The Economic Survey of 2016-17 had said: “Based on the 2011-12 distribution of poverty it seems clear that going from a certain very low level of poverty to eliminating it will be prohibitively high…. So, a target poverty level of 0.45 per cent is chosen. Then the 2011-12 consumption level is computed for the person who is at that threshold. The next calculation is the income needed to take her above Rs 893 per month, which is the poverty line in 2011-12. This comes to Rs 5,400 per year. Subsequently, that number is scaled up for inflation between 2011-12 and 2016-17: this yields Rs 7,620 per year. This is the UBI for 2016-17….

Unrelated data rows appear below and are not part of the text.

PR #245, opened 2018-04-21
Add heap and stack to test

danghai:
PR to add test_heap and test_stack to tests.

### DIFF
--- a/heap/binary_heap.py
+++ b/heap/binary_heap.py
@@ -29,7 +29,6 @@ For example remove_min() in a min heap:
 55 90 87             55  90                 55  90
 
 """
-import unittest
 from abc import ABCMeta, abstractmethod
 
 class AbstractHeap(metaclass=ABCMeta):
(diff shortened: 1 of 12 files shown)


heap/binary_heap.py
```diff
@@ -51,7 +50,7 @@ def min_child(self,i):
     @abstractmethod
     def remove_min(self,i):
         pass
-class Binary_Heap(AbstractHeap):
+class binary_heap(AbstractHeap):
```
goswami-rahul: This should be renamed to `BinaryHeap`.

stack/stack.py
```diff
@@ -49,7 +46,7 @@ def peek(self):
         pass
 
 
-class ArrayStack(AbstractStack):
+class Array_stack(AbstractStack):
```
goswami-rahul: I think it was correct before? `ArrayStack`.

stack/stack.py
```diff
@@ -101,7 +98,7 @@ def __init__(self, value):
         self.next = None
 
 
-class LinkedListStack(AbstractStack):
+class Linkedlist_stack(AbstractStack):
```
goswami-rahul: `LinkedListStack`

tests/test_heap.py
```diff
@@ -0,0 +1,52 @@
+from heap.binary_heap import binary_heap
+from heap.skyline import get_skyline
+from heap.sliding_window_max import max_sliding_window
+
+import unittest
+
+class Test_binary_heap(unittest.TestCase):
```
goswami-rahul: rename to `TestBinaryHeap`

tests/test_stack.py
```diff
@@ -0,0 +1,133 @@
...
+        self.assertFalse(is_valid("[[[]]"))
+        self.assertTrue(is_valid("{([])}"))
+        self.assertFalse(is_valid("(}"))
+
+    def test_simplify_path(self):
+        p = '/my/name/is/..//keon'
+        self.assertEqual('/my/name/keon', simplify_path(p))
+
+
+class Test_Stack(unittest.TestCase):
```
goswami-rahul: Why another class for it?

danghai: Because I think stack.py is a class with many methods. Other files is just function. I think it is more clear :)

christianbender: @danghai Please use ```TitleCase``` for class names.

danghai:
I have updated it!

“The Survey assumes that in practice any program cannot strive for strict universality, so a target quasi-universality rate of 75 per cent is set (this is later referred to as de facto UBI). The economy-wide cost is then the UBI number multiplied by 75 per cent. This yields a figure of 4.9 per cent of GDP.”

P. Chidambaram
P. Chidambaram The Telegraph file picture

On Monday evening, referring to Rahul’s plan, Chidambaram told the TV channel: “The scheme will cover about 20 per cent of the population.”

This lends credence to the view that the Congress is preparing to embrace the poverty line drawn by economist Suresh Tendulkar, calculated on the basis of NSS 2011-12 consumption data and estimated at Rs 27 a day in rural areas and Rs 33 in urban areas.

“It is after careful consideration that Congress president Rahul Gandhi made his announcement today. We will flesh it out in the Congress manifesto,” the former finance minister said.

“The poor in India must have the first right on the country’s resources. We must wipe out poverty in the next five years or so.

“We have done our calculations… and we will require 1.5 per cent of the GDP. Can’t this country afford to pay 1.5 per cent of the GDP to the poorest sections of society? This is eminently doable. When we do the fine calculations, I’m sure that we will be able to find the resources.

“There are different estimates of poverty. Let us assume that the poverty line is 18-20 per cent, or one fifth of the population. We can find the resources to lift them over the line.”

The Congress estimate of the proportion of people living below the poverty line is similar to the one thrown up by the Tendulkar formula.

Italy’s Five Star Movement, led by comedian Beppe Grillo, had come up with the idea of a “citizens’ income”, a less radical version of the universal basic income, which promises a support income for Italian households earning less than 9,360 euros a year.

The citizen’s income scheme is made up of an income support scheme and a housing allowance, which can add up to about 780 euros a month for a single person with no income. It is aimed at pensioners as well as people of working age who earn too little. The latter, however, must be willing to accept a suitable job whenever the state finds a job for him or her, or lose the benefit.

Finland, which experimented with a similar scheme three years ago, gave it up last year, terming it a failure. However, the reason Finland’s income support scheme for the “poor” was unsuccessful was that the State already paid education, health-care, housing support and unemployment allowances. The income support scheme was seen as an unnecessary frill.